* WORK TASK
Exactly as written, copy the lines of the data below from the first through the one containing "### LINKED ISSUE".

* Saved data entries
----
PR #5617, opened 2024-06-21
Princess - improved AMS handling

### LINKED ISSUE #5084: Princess and using AMS as a manual weapon
When the option to switch AMS for manual use as a weapon is enabled, Princess will turn it off once it gets to within appropriate range.  However, it doesn't turn the system back to automatic - it leaves it on manual, depriving it of the primary use.

Princess should ensure AMS is turned back to automatic in the end phase of any round where they are sufficiently far from any targets, for example run/jump distance.

SuperStucco:
Currently, Princess will use AMS as a manual weapon without first switching it to the proper mode (this might warrant some checks inside ToHitData, similar to those which prevent combing called and aimed shots).  This PR ensures that Princess will only consider using it manually if the system has the correct mode set.

It also adds some code to the end phase to select an appropriate mode for the AMS systems each unit may be carrying.  Most of the time this will be on/automatic, but laser AMS may be shut off to assist with heat management on seriously overheating units and relatively undamaged units may turn off conventional AMS to conserve ammo when running low. Manual/use as a weapon mode is restricted to when the unit comes into close contact with infantry; once it breaks contact with the infantry and stops firing it the mode will reset to on/automatic.

Will close #5084 .

### DIFF
--- a/megamek/src/megamek/client/bot/princess/Princess.java
+++ b/megamek/src/megamek/client/bot/princess/Princess.java
@@ -90,6 +90,9 @@ public class Princess extends BotClient {
     private final Set<Integer> attackedWhileFleeing = Collections.newSetFromMap(new ConcurrentHashMap<>());
     private final Set<Integer> crippledUnits = new HashSet<>();
 
+    // Track entities that fired an AMS manually this round
+    private List<Integer> manualAMSIds;
+
     /**
      * Returns a new Princess Bot with the given behavior and name, configured for the given
      * host and port. The new Princess Bot outputs its settings to its own logger.
@@ -628,6 +631,13 @@ public class Princess extends BotClient {
                         double existingTargetDamage = damageMap.getOrDefault(targetId, 0.0);
                         double newDamage = existingTargetDamage + shot.getExpectedDamage();
                         damageMap.put(targetId, newDamage);
+
+                        // Track manual AMS use each round
+                        if (shot.getWeapon().getType().hasFlag(Weapon.F_AMS)) {
+                            if (shot.getWeapon().curMode().equals(Weapon.MODE_AMS_MANUAL)) {
+                                flagManualAMSUse(shooter.getId());
+                            }
+                        }
 
                         if (shot.getUpdatedFiringMode() != null) {
                             super.sendModeChange(shooter.getId(), shooter.getEquipmentNum(shot.getWeapon()), shot.getUpdatedFiringMode());
@@ -2207,7 +2217,6 @@ public class Princess extends BotClient {
 
                 // If there are enough nearby enemy infantry (only counted if the game option is
                 // set), choose manual fire
-                // FIXME: also set manual if this entity fired AMS manually this round
                 if (!enemyInfantry.isEmpty() && !curEntity.isAirborne()) {
                     int infantryRange = enemyInfantry.stream().mapToInt(e -> Compute.effectiveDistance(game, curEntity, e)).min().getAsInt();
                     if (infantryRange <= 3) {
@@ -2215,10 +2224,14 @@ public class Princess extends BotClient {
                     }
                 }
 
+                // If AMS was used manually this round, chances are it will be needed next round too
+                if (usedManualAMS(curEntity.getId())) {
+                    newAMSMode = EquipmentMode.getMode(Weapon.MODE_AMS_MANUAL);
+                }
+
                 for (WeaponMounted curAMS : activeAMS) {
 
                     EquipmentMode curMode = curAMS.curMode();
-
 
                     // Turn off laser AMS to help with overheating problems
                     if (curAMS.getType().hasFlag(WeaponType.F_ENERGY)) {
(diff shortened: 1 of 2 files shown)


megamek/src/megamek/client/bot/princess/Princess.java
```diff
@@ -2157,6 +2170,172 @@ private void launchFighters(MovePath path) {
...
+                    stream().
+                    filter(w -> w.getType().hasFlag(AmmoWeapon.F_AMS) && w.hasModes()).
+                    collect(Collectors.toList());
+
+            if (!activeAMS.isEmpty()) {
+
+                // Set default to on/automatic and test to see if it should be off or manual instead
+                EquipmentMode newAMSMode = EquipmentMode.getMode(Weapon.MODE_AMS_ON);
+
+                boolean isOverheating = (curEntity instanceof Mech) && (curEntity.getHeat() >= 14);
```
Sleet01, line 2213: This heat threshold number should either be:
A) a constant declared at the top of the file, or
B) a value passed in to the function / read from some member, or
C) a reference to any other existing heat limit variable already used by Princess
so we don't have conflicting behavior.

megamek/src/megamek/client/bot/princess/Princess.java
```diff
@@ -2157,6 +2170,172 @@ private void launchFighters(MovePath path) {
...
+                    newAMSMode = EquipmentMode.getMode(Weapon.MODE_AMS_MANUAL);
+                }
+
+                for (WeaponMounted curAMS : activeAMS) {
+
+                    EquipmentMode curMode = curAMS.curMode();
+
+                    // Turn off laser AMS to help with overheating problems
+                    if (curAMS.getType().hasFlag(WeaponType.F_ENERGY)) {
+                        if (isOverheating) {
```
Sleet01, line 2235: As above.  Also, while we apply stricter overheating checks to ASF than to 'mechs in other sections of the Princess code, it looks like isOverheating would ignore ASFs, causing them to be less likely to disable their LAMS units.

megamek/src/megamek/client/bot/princess/Princess.java
```diff
@@ -2157,6 +2170,172 @@ private void launchFighters(MovePath path) {
...
+                            newAMSMode = EquipmentMode.getMode(Weapon.MODE_AMS_OFF);
+                        }
+                    } else {
+
+                        // Determine if ammo needs to be conserved
+                        boolean conserveAmmo = curAMS.getLinkedAmmo().getUsableShotsLeft() <= (int) Math.floor(curAMS.getOriginalShots() *
+                                behaviorSettings.getSelfPreservationValue() / 100.0);
```
Sleet01, line 2242: Could this be wrapped into the existing ammo conservation code?

megamek/src/megamek/client/bot/princess/Princess.java
```diff
@@ -2157,6 +2170,172 @@ private void launchFighters(MovePath path) {
...
+
+                        // Consider turning off AMS to conserve ammo unless it's needed for infantry
+                        if (conserveAmmo && !newAMSMode.equals(Weapon.MODE_AMS_MANUAL)) {
+
+                            int ammoTN = 12 - behaviorSettings.getBraveryIndex();
```
Sleet01, line 2247: Likewise; this could probably be incorporated into the existing conservation / threshold calculation code.

megamek/src/megamek/client/bot/princess/Princess.java
```diff
@@ -2157,6 +2170,172 @@ private void launchFighters(MovePath path) {
...
+                                    break;
+                                default:
+                                    break;
+                            }
+
+                            if (ammoTN < 10) {
+                                if (Compute.d6(2) >= ammoTN) {
+                                    newAMSMode = EquipmentMode.getMode(Weapon.MODE_AMS_OFF);
+                                }
+                            }
```
Sleet01, line 2283: Why is the choice to change mode randomized rather than deterministic?

Sleet01 (changes requested):
A couple of questions, and a couple nits I'd like picked, but otherwise looks very promising.

megamek/src/megamek/client/bot/princess/Princess.java
SuperStucco: Deliberate choice - fighters are more vulnerable to damage so having AMS active, even when overheating, is considered useful.  I considered included them at first but decided just to do Mechs and keep the complexity down.  Can look into adding something if warranted, though.

megamek/src/megamek/client/bot/princess/Princess.java
SuperStucco: Maybe, but there's a distinct difference.  The existing ammo conservation code is a shoot/no shoot determination.  For AMS it is actually a mode change that prevents automatic operation in the following turn.  Keeps the existing code about determining whether to fire, and this on whether to turn this specific system off or on.

megamek/src/megamek/client/bot/princess/Princess.java
SuperStucco: While it's good to have the bulk of the behavior calculated rather than random, I'm not entirely sold on a fully deterministic Princess; for one, it is too easy to predict.  There will be circumstances like this, where there is no clear 'good' outcome that can be easily calculated vs the impact the decision will have.  Sometimes it's best all 'round to have it to do a simple gut check and hope for the best.

megamek/src/megamek/client/bot/princess/Princess.java
SuperStucco: Yeah, ideally it would tie into the existing code that handles heat.  The big problem is the existing code is during the movement/weapons fire phases, and like the stealth armor control this is happening during the end phase (which is why it can have a look at the heat level rather than trying to predict it).  So all that fire control objects/information is no longer valid or available.

I'll put in a constant for now.  I would like something a little more... dynamic, I guess, for what constitutes 'overheating'.  But keeping the complexity down seems to be the better option to start with.

Sleet01: > Yeah, ideally it would tie into the existing code that handles heat. The big problem is the existing code is during the movement/weapons fire phases, and like the stealth armor control this is happening during the end phase (which is why it can have a look at the heat level rather than trying to predict it). So all that fire control objects/information is no longer valid or available.
> 
> I'll put in a constant for now. I would like something a little more... dynamic, I guess, for what constitutes 'overheating'. But keeping the complexity down seems to be the better option to start with.

I might be misremembering, but I think there's a heat limit value that's used in the "with/without overheating" firing plan code that might be usable.  IIRC we calculate something based on aggression level; if it's not immediately available, that might be nice to pull out to a method or instance member.

Sleet01 (approved):
LGTM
----
* YOUR SOLUTION
PR #5617, opened 2024-06-21
Princess - improved AMS handling

### LINKED ISSUE #5084: Princess and using AMS as a manual weapon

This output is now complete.